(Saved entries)
PR #427, opened 2024-11-13
fix: [pipe-23098]: Can do empty comment on reply

cjlee01:
Can do empty comment on reply


vardanbansal-harness (approved):

vardanbansal-harness:
Curious though what would be the significance of an empty comment?

cjlee01:
> Curious though what would be the significance of an empty comment?

We don’t allow empty comments in GitHub or gitness rn
@vardanbansal-harness

PR #443, opened 2024-11-14
feat: [PIPE-23372]: Add pretty check back in gitness playground and views

praneshg239:


abhinavrastogi-harness (approved):
i see only playground and views packages being enabled for prettier here.
what about other packages?

praneshg239:
> i see only playground and views packages being enabled for prettier here. what about other packages?

I removed it for gitness, playground and views earlier and now I added them back in this PR. For forms and unified-pipeline packages prettier will be added in the follow up PRs.

PR #451, opened 2024-11-15
Theme fix for Markdown Preview

vivek-harness:
I initially started this PR for fixing the theme issues, but we decided not to do it at the moment.

By the time, I already had the Markdown Preview fix in place. It's a very small change, but an important one, since the UI looked quite distorted in the Light mode before the fix.

Comparison

### DIFF
--- a/packages/views/src/components/theme-provider.tsx
+++ b/packages/views/src/components/theme-provider.tsx
@@ -26,9 +26,11 @@ export function ThemeProvider({
   storageKey = 'canary-ui-theme',
   ...props
 }: ThemeProviderProps) {
+  const getMediaQuery = () => window.matchMedia('(prefers-color-scheme: dark)')
+
   const [theme, setThemeState] = useState<Theme>(() => (localStorage.getItem(storageKey) as Theme) || defaultTheme)
   const [systemTheme, setSystemTheme] = useState<'dark' | 'light'>(() =>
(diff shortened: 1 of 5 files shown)


packages/views/src/components/theme-provider.tsx
```diff
@@ -26,24 +26,40 @@ export function ThemeProvider({
   storageKey = 'canary-ui-theme',
   ...props
 }: ThemeProviderProps) {
+  const getMediaQuery = () => window.matchMedia('(prefers-color-scheme: dark)')
+
   const [theme, setThemeState] = useState<Theme>(() => (localStorage.getItem(storageKey) as Theme) || defaultTheme)
+  const [systemTheme, setSystemTheme] = useState<'dark' | 'light'>(() => (getMediaQuery().matches ? 'dark' : 'light'))
```
sans-harness, line 32: maybe create an enum for themes?

vivek-harness: The system theme will always be either Dark or Light, it basically represents your currently selected laptop theme.

But, once we have multiple combinations for theme selection, we'll come up with a structured way to represent them.

vivek-harness:
Closed this PR as most of the changes already got merged as part of another PR. Created #452 for the actual change that needs to be merged.

PR #453, opened 2024-11-17
fix: [PIPE-23403]: Add import sort prettier plugin to sort the imports

praneshg239:
Added `@ianvs/prettier-plugin-sort-imports` prettier sort plugin. This will sort the imports in the following order.

1. At the top, portion for copyright comments or some other comments in future
2. Linebreak
3. React or React named imports (react-dom, react-router-dom)
4. Linebreak
5. Third party imports (lodash, immer, @ tanstack etc,..)
6. Linebreak
7. Monorepo packages (`@harnessio/*` packages) 
8. Linebreak
9. Local imports

Imported packages and imports within the brackets from a module also gets sorted alphabetically.

### Before
Screenshot 2024-11-17 at 9 04 04 PM

### After
Screenshot 2024-11-17 at 9 04 36 PM


.prettierrc.yml
```diff
@@ -8,4 +8,20 @@ trailingComma: none
 bracketSpacing: true
 bracketSameLine: true
```
knagurski, line 9: Since we're doing a big set of changes already, what's the appetite for changing this to `false`? I find brackets on the same line to make visually determining props and children difficult to do at a glance.

```typescript
<MyComp
  arg1="something"
  arg2="something"
  arg3="something"
  arg4="something"
  arg5="something"
  arg6="something">
  something
</MyComp>
```

Is much harder to read (in my opinion) than...
```typescript
<MyComp
  arg1="something"
  arg2="something"
  arg3="something"
  arg4="something"
  arg5="something"
  arg6="something"
>
  something
</MyComp>
```

Visually scanning, the latter is much easier to immediately see where props end and children begin.

praneshg239: I agree to it. I faced this "searching for closing bracket" at times.

abhinavrastogi-harness: agreed. let's make this change

abhinavrastogi-harness (approved):

PR #457, opened 2024-11-18
Bug fixes / Add fevicon

sans-harness:
- Adds fevicon to `gitness`. 
- Fixes bugs in the `reviewers-list` sidebar on the `compare-pr` page. 

Earlier: 

1. Users with the same display name get selected together
2. User can search for themselves in the list

https://github.com/user-attachments/assets/b054b434-ce4b-4203-af06-7521e618024d

Now: 

https://github.com/user-attachments/assets/1203a063-956d-4f24-97d5-1a570c3d55cf


apps/gitness/public/harness.svg
abhinavrastogi-harness, line 1: hmm.. not sure if we want to use a svg file.. few reasons:
1. only ~75% of users' browsers support svg favicons today (see https://caniuse.com/?search=svg%20favicon)
2. this is B&W.. we probably want to use the standard blue logo, unless we intentionally want to distinguish the OSS version from enterprise. 🤔

abhinavrastogi-harness (commented):
let's do separate PRs for favicon and other bugfixes. just for a cleaner git history.

cjlee01 (approved):

PR #460, opened 2024-11-20
Add lint staged to all packages and make its concurrency as 1

praneshg239:
References:
Problem faced: https://github.com/lint-staged/lint-staged/issues/929#issuecomment-1789598499
https://github.com/lint-staged/lint-staged/issues/929#issuecomment-1195595223
https://github.com/lint-staged/lint-staged/issues/929#issuecomment-1211287774

Additional changes:
Added lint staged to all the packages where it is missing currently.

### DIFF
--- a/packages/yaml-editor/package.json
+++ b/packages/yaml-editor/package.json
@@ -19,9 +19,9 @@
     "yalc-push": "yalc push",
     "prepublishOnly": "pnpm build",
     "pretty": "prettier --check ./src",
-    "lint": "eslint ./src"
+    "lint": "eslint ./src",
+    "pre-commit": "lint-staged"
   },
-  "dependencies": {},
   "peerDependencies": {
     "@monaco-editor/react": "4.6.0",
     "monaco-editor": "0.50.0",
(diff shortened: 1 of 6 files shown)


packages/yaml-editor/package.json
```diff
@@ -42,27 +41,35 @@
...
     "mini-css-extract-plugin": "^2.9.0",
     "monaco-editor-webpack-plugin": "^7.1.0",
     "sass-loader": "^14.2.1",
     "style-loader": "^4.0.0",
     "ts-loader": "^9.5.1",
     "typescript": "^4.9.5",
     "url-loader": "^4.1.1",
-    "webpack": "^5.92.1",
-    "webpack-cli": "^5.1.4",
-    "webpack-dev-server": "^5.0.4",
```
knagurski, line 61: Do we really use Webpack _and_ Vite in this project?

praneshg239: not sure, let me check this.

knagurski: Not a problem with this PR, just curious.

knagurski (approved):
Works nicely. Would be interesting to see if we can revisit at some point to see if we can keep some concurrency. But it's not a problem at the moment, so better safe than sorry.

praneshg239:
> Works nicely. Would be interesting to see if we can revisit at some point to see if we can keep some concurrency. But it's not a problem at the moment, so better safe than sorry.

We can still run concurrent checks using `--no-stash` option from lint-staged. But, people are still complaining it saying they are facing some other issues because of that. So it is better to use current solution till we get a proper solution for concurrency in monorepos.

PR #172, opened 2024-05-12
fix undef writes for steprange

### LINKED ISSUE #171: `setindex_disk_nobatch!` writes `undef` values for `StepRange` indices
You can see that `temparray` is defined with `undef` values, and values from `v` are written to it. But, if `i` contains `StepRanges`, temparray will still contain `undef` when it is passed to `writeblock!`:

https://github.com/meggart/DiskArrays.jl/blob/8b538f32208c8e3dbe524cf8731e2d4e766dad3e/src/diskarray.jl#L309-L311

(also note the arg order is not great in `transfer_results_write!` - we write from `v` to `temparray`.

This is the reason string writes are failing here:
https://github.com/Alexander-Barth/NCDatasets.jl/pull/247

I'm not sure what to do about it, it seems innefficient to first read the values from the dest array to fill in the block, and then write them again? but maybe it isn't?

rafaqz:
This PR fixes NCDatasets.jl for DiskArrays 0.4, and closes #171.

Currently we are writing `undef` over correct values in the array when we use a `StepRange` in `setindex!`, which is not great.

The change I made is to just pass the StepRange indices to the backend and let it handle them. Are there any cases that can hit this branch where that is not possible? (Maybe Zarr?) If so we will need a trait to mark that capability, and do the interleaving ourselves to remove the undefs for the cases where it is not.

But @meggart I'm not sure if this was anything like the intended behavior? 

Clearly it doesn't work, and needs some kind of additional conditionals/handling.

### DIFF
--- a/src/diskarray.jl
+++ b/src/diskarray.jl
@@ -261,11 +261,12 @@ function transfer_results!(o, t, oi::Tuple{Vararg{Int}}, ti::Tuple{Vararg{Int}})
     o[oi...] = t[ti...]
     o
 end
-function transfer_results_write!(v, temparray, output_indices, temparray_indices)
+
+function transfer_results_write!(temparray, v, temparray_indices, output_indices)
     temparray[temparray_indices...] = view(v, output_indices...)
     temparray
 end
-function transfer_results_write!(v, t, oi::Tuple{Vararg{Int}}, ti::Tuple{Vararg{Int}})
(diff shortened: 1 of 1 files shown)


meggart:
Thanks for starting this. I did have a look at the problem and I think the bug happens earlier in some interpret_indices method. I will investigate further...

meggart:
The issue should be fixed here #173 , so I would close this in favor of the other PR

PR #196, opened 2024-10-18
Update #189

meggart:
This is a rebased and slightly modified version of #189 . It keeps the optimized versions for some special reduction functions, and adding a test to check at least for `any` and `all` that early escape is happening.

### DIFF
--- a/src/mapreduce.jl
+++ b/src/mapreduce.jl
@@ -47,3 +47,14 @@ macro implement_mapreduce(t)
         end
     end
 end
+
+
+# optimized implementation for special cases
+
+for fname in [:sum,:prod,:count,:all,:any,:minimum,:maximum]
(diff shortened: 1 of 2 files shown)


meggart:
@Alexander-Barth @rafaqz let me know what you think. Otherwise I would just merge...

src/mapreduce.jl
```diff
@@ -47,3 +47,20 @@ macro implement_mapreduce(t)
         end
     end
 end
+
+
+# Implementation for special cases for special cases and if fallback breaks in future julia versions
```
rafaqz, line 52:
```suggestion
# Implementation for special cases and if fallback breaks in future julia versions
```

rafaqz (approved):

Alexander-Barth:
Looks fine for me, Thanks!

PR #202, opened 2024-10-23
display warning (Can not determine size of element type...) only once

Alexander-Barth:
This PR makes sure that the warning 
```
Warning: Can not determine size of element type. Using DiskArrays.fallback_element_size[] = 100 bytes
```

is displayed only once. The warning is triggered quite often in NCDatastes' tests (for strings and variable-length arrays of different type).


meggart:
Thanks a lot. The repeated messages are indeed annoying.

PR #210, opened 2025-01-03
Allow constructing ConcatDiskArray from mixed type arrays

meggart:
and in addition improve performance by caching the chunks of the individual arrays instead of recomputing with each call to `eachindex`

### DIFF
--- a/src/cat.jl
+++ b/src/cat.jl
@@ -4,12 +4,16 @@
 
 Joins multiple AbstractArrays or AbstractDiskArrays in lazy concatination.
 """
-struct ConcatDiskArray{T,N,P} <: AbstractDiskArray{T,N}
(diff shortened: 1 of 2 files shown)


src/cat.jl
```diff
@@ -51,12 +55,13 @@ function ConcatDiskArray(arrays::AbstractArray{<:AbstractArray{T,N},M}) where {T
     startinds = map(first, si)
     sizes = map(last, si)
 
-    return ConcatDiskArray{T,D,typeof(arrays1)}(arrays1, startinds, sizes)
+    chunks = concat_chunksize(D, arrays1)
+    hc = haschunks(first(arrays1))
```
rafaqz, line 59: Don't the separate concat arrays themselves count as chunks if there are no chunks internally?

meggart: Yes, that makes more sense. I updated and added a test for this

PR #221, opened 2025-02-01
bugfix and improve `isdisk`

rafaqz:
The macro was not applying `isdisk` properly, and it really should be on the type.

### DIFF
--- a/src/diskarray.jl
+++ b/src/diskarray.jl
@@ -13,8 +13,9 @@ abstract type AbstractDiskArray{T,N} <: AbstractArray{T,N} end
 Return `true` if `a` is a `AbstractDiskArray` or follows 
 the DiskArrays.jl interface via macros. Otherwise `false`.
 """
-isdisk(a::AbstractDiskArray) = true
-isdisk(a::AbstractArray) = false
+isdisk(a::AbstractDiskArray) = isdisk(typeof(a))
+isdisk(::Type{<:AbstractDiskArray}) = true
+isdisk(::Type{<:AbstractArray}) = false
 
 """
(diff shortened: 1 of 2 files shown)


meggart (approved):

src/diskarray.jl
```diff
@@ -13,8 +13,9 @@ abstract type AbstractDiskArray{T,N} <: AbstractArray{T,N} end
 Return `true` if `a` is a `AbstractDiskArray` or follows 
 the DiskArrays.jl interface via macros. Otherwise `false`.
 """
-isdisk(a::AbstractDiskArray) = true
-isdisk(a::AbstractArray) = false
+isdisk(a::AbstractDiskArray) = isdisk(typeof(a))
```
rafaqz, line 16:
```suggestion
isdisk(a::AbstractArray) = isdisk(typeof(a))
```

tiemvanderdeure:
I think this causes some methods to be overwritten during precompilation though

```
┌ DiskArrays [3c3547ce-8d99-4f5e-a174-61eb10b00ae3]
│  WARNING: Method definition isdisk(Type{var"#s25"} where var"#s25"<:(DiskArrays.AbstractDiskArray{T, N} where N where T)) in module DiskArrays at /home/runner/work/DiskArrays.jl/DiskArrays.jl/src/diskarray.jl:17 overwritten at /home/runner/work/DiskArrays.jl/DiskArrays.jl/src/diskarray.jl:380.
│    ** incremental compilation may be fatally broken for this module **
```

tiemvanderdeure:
Those things are so easy to overlook. Would be nice if you could make it error

PR #224, opened 2025-02-05
fast path for common_chunks where only one disk array

### LINKED ISSUE #222: `common_chunks` on `SubDiskArray` can be a large fraction of io cost
Image

This is where the left hand side of the broadcast is a `Matrix` and the right is a `SubDiskArray`

Probably `common_chunks` should never be called for this case?

(for context this is completely killing the performance reading thousands of 500*500 windows from a large lazy disk array into a preallocated matrix)

rafaqz:
Closes #222

At least for the case of a single disk array, the profile is back to being all GDAL reads.

However it can still be slow for multiple GDAL style column chunked arrays.

### DIFF
--- a/src/broadcast.jl
+++ b/src/broadcast.jl
@@ -60,26 +60,24 @@ function common_chunks(s, args...)
     if isempty(chunkedarrays)
         totalsize = sum(sizeof ∘ eltype, args)
         return estimate_chunksize(s, totalsize)
+    elseif length(chunkedarrays) == 1
+        return eachchunk(only(chunkedarrays))
     else
-        if length(chunkedarrays) > 1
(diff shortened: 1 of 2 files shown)


rafaqz:
Maybe we need to define == on chunks so it doesn't iterate over all the values?

rafaqz:
Ok I added `==` on chunks, its a little complicated for RegularChunks as the chunks can match with different chunk size and offset for one or two chunks.

But should help performance of `common_chunks` in the multiple array case as well.

rafaqz:
@meggart can you have a final look at this? I added equality on chunks

meggart:
Looks good!

PR #265, opened 2025-02-04
Add pem/der loaders to PublicKey

Geal:
rebase of #212 over main

PEM key loading is only supported for ed25519 right now (so the relevant methods on the common KeyPair etc types are removed). Do we add it for p256 curves?


divarvel:
> PEM key loading is only supported for ed25519 right now (so the relevant methods on the common KeyPair etc types are removed). Do we add it for p256 curves?

yes, that would be great to have PEM support for both algorithms and for private and public keys

PR #272, opened 2025-02-23
Update README.md

CrypticError:
Fixed the example, previously it was referring to biscuit, the module, instead of biscuit2, the variable.


divarvel:
Thanks!

The failure on the codspeed benchmarks is unrelated, and benchmarks are not affected by your change anyways.

The only missing bit is the Eclipse eca check

divarvel:
Thank you!

PR #273, opened 2025-03-05
expose getter for `limits` on `AuthorizationBuilder`

divarvel:
The `limits` field used to be available on `Authorizer`, and is not visible in the builder


divarvel:
superseded by #274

• Instructions for the task:
Filter the entries down to the lines that hold "nicely". Copy those lines.

• Response below:
Works nicely. Would be interesting to see if we can revisit at some point to see if we can keep some concurrency. But it's not a problem at the moment, so better safe than sorry.
> Works nicely. Would be interesting to see if we can revisit at some point to see if we can keep some concurrency. But it's not a problem at the moment, so better safe than sorry.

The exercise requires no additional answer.